The Vilna Gaon never went to a Beis Almin either, probably for different reasons than R. Chaim Vital.
I would be interested in hearing your theory on why Kapotes are not as visible as they use to be down on Hotham Street, is it due to the absence of R. Yitzchok Dovid?
The levush doesnt mean anything anymore, there are Yidden wearing the biggest shiniest Tuzlik who don’t know what Atzmus is. Keep in mind too Reb Zushia of Annopoly whose own levush consisted of rags, and he was surely many sephiros above a Talmid Chochem! The 7th Lubavicher donned the Kapote but spurned his shvers Spodik, now that was quite a trade off when it comes to levush.
Enjoy the Queens Birthday long weekend.
Me’or shebo machzirom l’mutov……………………..
Kapotes aren’t as visible for the same reason the LR told Rabbi Groner. It’s chitzoniyus and if it drives one person to be uncomfortable wear a normal Suri. The Vilna Gaon never went because he said it was a place full of Avi Avos HTuma with dangerous shedim,
.i don’t know what atzmus is. Metaphysics hasn’t caught on with me.
He didn’t spurn the Spodik. His mother in law refused to give it to him and he was too much of a gentleman to aggravate by buying his own.
from whom or from where do you get your information?
There is only one thing that is clear-that your “theory” is plan nonsense. As you will see from what the Rishonim wrote. See in this article:
I read what you wrote there very quickly and I’m not sure where you saw the reason for SECOND day Yom Tov or did I miss it. I heard the reason from a few Rabonim (not Rabbis). Which part do you object to, the Tanchuma reference?

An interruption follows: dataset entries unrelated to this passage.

PR #1294, opened 2016-06-23
changing the loading bar update interval from 1000 to 3000 (as it is …

cristianbell:
#### What does it do?

In the event\export: it changes the loading bar update time from 1000 to 3000. This decreases the requests number. In the Jobs list it is already 3000. 
#### Questions
#### Release Type:
- [ ] Major
- [X] Minor
- [ ] Patch

…also in the jobs list);


iglocska:
Looks good, thanks.

Issue #1300, opened 2016-06-24
Pull and publish use the same worker


RichieB2B:
My MISP is syncing with a large remote server. Each pull cycle from this server takes more than 1 hour. During this time publishing event are queued until the pull completes. A publishing delay of 1 hour is not acceptable for us.

My proposal to fix this is to rename the _email_ worker to _prio_ worker and move the publishing of events to the _prio_ worker. If this approach is approved I can code up a PR for this.

iglocska:
This sounds like a great idea indeed. Moving the publishes to a separate
worker is a great idea!

iglocska:
Just one more idea: Maybe instead of renaming the email worker, creating an additional worker with its own queue for some prio tasks would make more sense. I think that in our case for example the e-mail worker is the one that tends to end up with the lognest queues during a sync.

RichieB2B:
Ok, I will add another worker. After this is implemented, would adding a prio flag to the servers make sense? So most servers use the default worker but some can use the prio worker. Or is doing 2 pulls in parallel a no-go?

rotanid:
this got fixed and merged by #1303 , please open a new issue if you want to discuss/suggest something else or similar.

PR #1303, opened 2016-06-24
Add prio worker

RichieB2B:
#### What does it do?

This PR is a fix for https://github.com/MISP/MISP/issues/1300 and adds a new prio queue for publishing events.
#### Questions
#### Release Type:
- [ ] Major
- [ ] Minor
- [X] Patch


iglocska:
Perfect, thanks a lot. Made some minor changes with a fallback in case the users don't restart the workers.

PR #1307, opened 2016-06-27
fix: move case statement and add break

### LINKED ISSUE #1306: Undefined offset: 1 in [/var/www/MISP/app/Model/Attribute.php, line 923]
### Work environment

| Questions | Answers |
| --- | --- |
| Type of issue | Bug |
| OS version (server) | CentOS 6 |
| OS version (client) | not applicable |
| PHP version | 5.6 |
| MISP version / git hash | 2.4.48, hash of the commit |
| Browser | not applicable |

I get a log of these lines in resque-worker-error.log :
`Notice: Undefined offset: 1 in [/var/www/MISP/app/Model/Attribute.php, line 923]`
Looking at the code inside the modifyBeforeValidation() function:

```
        public function modifyBeforeValidation($type, $value) {
                switch ($type) {
...
                        case 'email-dst':
                        case 'domain|ip':
                                $parts = explode('|', $value);
                                if (filter_var($parts[1], FILTER_VALIDATE_IP, FILTER_FLAG_IPV6)) {
```

This seems to be caused by an empty attribute $value so $parts gets to be an empty array. Which is strange because value1 of the attributes table is set NOT NULL.

rotanid:
this PR fixes an issue in app/Model/Attribute.php that was introduced by #1264 / 5b390a0e3216b9d1d66327c0832ba3c92562566c and reported as a bug by @RichieB2B , fixes #1306

### DIFF
--- a/app/Model/Attribute.php
+++ b/app/Model/Attribute.php
@@ -918,6 +918,10 @@ class Attribute extends AppModel {
 			case 'tlsh':
 			case 'email-src':
 			case 'email-dst':
+			case 'target-email':
+			case 'whois-registrant-email':
+				$value = strtolower($value);
+				break;
 			case 'domain|ip':
 				$parts = explode('|', $value);
 				if (filter_var($parts[1], FILTER_VALIDATE_IP, FILTER_FLAG_IPV6)) {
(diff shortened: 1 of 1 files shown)


iglocska:
Nice catch, thanks!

where did you see that i wrote that the Izkor was the reason for the second day Yom Tov, my comment was on what you wrote:
“The Rabbis specifically instituted it to be (outside of Israel) on the second day of Yom Tov. Why not the first day of Yom Tov? Clearly it was felt that by setting it the second day, this would encourage those who were vacillating about whether to attend the service on the second day to do so”.
if you heard the reason from a few Rabonim, it shows the level of knowledge of the local Rabonim, and it may explain why they don’t prepare their Drashot.
“Jews of Sephardi origin never had the custom to say Yizkor, except on Yom Kippur. They were less influenced by their neighbours and I surmise their Rabbis didn’t need to insert Yizkor in order to cajole them to come to a Jewish service. They came anyway”.
Jews of Sephardi origin never had the custom to say Yizkor on Yom Kippur, as Yizkor is an Ashkenazi creation, the Sephardim didn’t need the second day Yom Tov or Yom Kipur to pray for dead realetives, they did it every time they are being called to the Torah on Shabat, they call it Hashkava. See כף החיים סי’ רפד אות לח
“There has always been a disagreement as to whether someone whose parents are alive leaves the Shule during Yizkor”.
Yizkor was there for over 600 years, the custom that someone whose parents are alive leaves the Shule during Yizkor is not that old.
Yes, but they did give special Tzedoko on Yom Kippur Davka (which is the Ikkar of Yizkor)
I know it is called Hashkava, and they do that on a Yohr Tzeit (or the Shabbos near it) and donate (as we are meant to do)
the Tzdaka they did give special on Yom Kippur Davka, has nothing to do with the Izkor/with the dead. the sfaradim say haskava at any time of the year, and not only before a yohrtzeit.